Men like a woman with curves, especially a curve on the lower half of a female's body.

A study by the University of Texas reveals men have a clear preference for women whose spine and backside form a "theoretically optimal angle of lumbar curvature." Or in plain language, a curvy backside.

The researchers say they think it may be an evolutionary preference because in the prehistoric past that "optimal" angle - the study put it at 45.5 degrees - made women more likely to carry out successful pregnancies.

Scientists call the way the female spine attaches to the hips and buttocks "vertical wedging."

"This [optimal] spinal structure would have enabled pregnant women to balance their weight over the hips," says researcher David Lewis.

That would have made them more effective in foraging for food while pregnant, less prone to spinal injuries, and better able to deliver multiple offspring without injury, all of which would have made such women preferable for men, the researchers say.

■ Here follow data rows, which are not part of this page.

PR #1496, opened 2015-01-29
Functional tests for graph manipulation and fixes to fixup bugs

ajcvickers:
These tests cover adding, removing, and changing relationships between entities. Dimensions are:
* Multiplicity (1:1, 1:*)
* Required/optional relationships
* PK <-> PK and PK <-> FK
* New (Added) entities or existing (Unchanged) entities
* Changing relationship at principal end, dependent end, or using FK
* PK principal keys or alternate principal keys

Note that these tests do no cover deleting entities, composite keys, or unidirectional navigations. Also, we don't yet handle conceptually null FKs.


anpete:
:shipit:

Issue #1089, opened 2014-11-18
Testing: Decisions from Design Meeting


anpete:
Implement decisions on fixtures etc. from design meeting

PR #1497, opened 2015-01-29
Make IModelSource provider-specific to allow providers to use different convention sets

### LINKED ISSUE #1461: Investigate IModel caching behavior

AndriySvyryd:
Add cross store tests that build models for different providers using the same service provider
Rename ConventionsDispatcher to ConventionDispatcher
Extract ConventionSet class from ConventionDispatcher

Resolves #1461
Part of #1089


src/EntityFramework.Core/Metadata/ModelConventions/ConventionSet.cs
```diff
@@ -0,0 +1,20 @@
...
+using System.Collections.Generic;
+
+namespace Microsoft.Data.Entity.Metadata.ModelConventions
+{
+    public class ConventionSet
+    {
+        public ConventionSet()
+        {
+            EntityTypeAddedConventions = new List<IEntityTypeConvention>();
+            ForeignKeyAddedConventions = new List<IRelationshipConvention>();
```
ajcvickers: Initialize inline?

ajcvickers:
:shipit:

src/EntityFramework.Core/Metadata/ModelConventions/ConventionSet.cs
AndriySvyryd: Good idea, haven't tried those yet

PR #1501, opened 2015-01-29
Remove uses of CreateScratchAsync from test fixtures

ajcvickers:
I missed these cases in the previous change.


AndriySvyryd:
:shipit:

PR #1502, opened 2015-01-29
Only reference .NET Core packages on aspnetcore50

bricelam:
This prevents .NET Core assemblies from being added to net451 projects causing reference assembly conflicts.

@Eilon, @divega & @rowanmiller If possible, I think we should take this for beta3. Without it, using EF in net451 projects is crippled. The workaround without this is to remove the .NET Core references and binding redirects that get automatically added by NuGet,


divega:
:shipit:

Issue #1485, opened 2015-01-27
SqlServerGearsOfWarQueryTest includes initialization SQL in assert


ajcvickers:
/cc @maumar 

After changing the database initialization to be non-async (See #1483), the first SqlServerGearsOfWarQueryTest that runs now includes the database creation SQL in the SQL log, causing it to fail. The log should only be used for the test query, or the log should be cleared after initialization has happened.

Tests are currently disabled.

maumar:
fixed in 3ae3a838c019ab28e17336557ad17334accfaf40

PR #1504, opened 2015-01-30
fix to #1485 - enable GearsOfWar sql tests disabled by recent test change

maumar:
Issue was that GearsOfWar uses SqlLogger to validate the expected query, and with recent change, the logger could contain database creation SQL on top of the actual query that was tested. Fix is to clear log after the database has been created


maumar:
@ajcvickers

AndriySvyryd:
:shipit:

maumar:
merged - 3ae3a838c019ab28e17336557ad17334accfaf40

Such preference would have evolved over thousand of years, they point out in their study published in the journal Evolution and Human Behavior.

In the study, around 100 young men rated how attractive they found a number of manipulated images displaying spinal curves ranging across the natural spectrum, from 26 degrees up to 61 degrees.

Men were most attracted to images showing women with the optimum of 45.5 degrees of lumbar curvature, the researchers found.

"What's fascinating about this research is that it is yet another scientific illustration of a close fit between a sex-differentiated feature of human morphology - in this case lumbar curvature - and an evolved standard of attractiveness," says study co-author and psychology professor David Buss.

The finding adds to an increasing body of evidence that beauty is not entirely arbitrary, or "in the eyes of the beholder," he says, as many scientists believe.

Rather, he suggests, considerations of what is beauty has a "coherent adaptive logic."

And since men's psychological preference for a certain female shape evolved over thousands of years, it's not going to disappear any time soon, the researchers say.

"This tight fit between evolutionary pressures and modern humans' psychology, including our standards of attractiveness, highlights the usefulness that an evolutionary approach can have for expanding our knowledge not just of the natural sciences, but also the social sciences," Lewis says.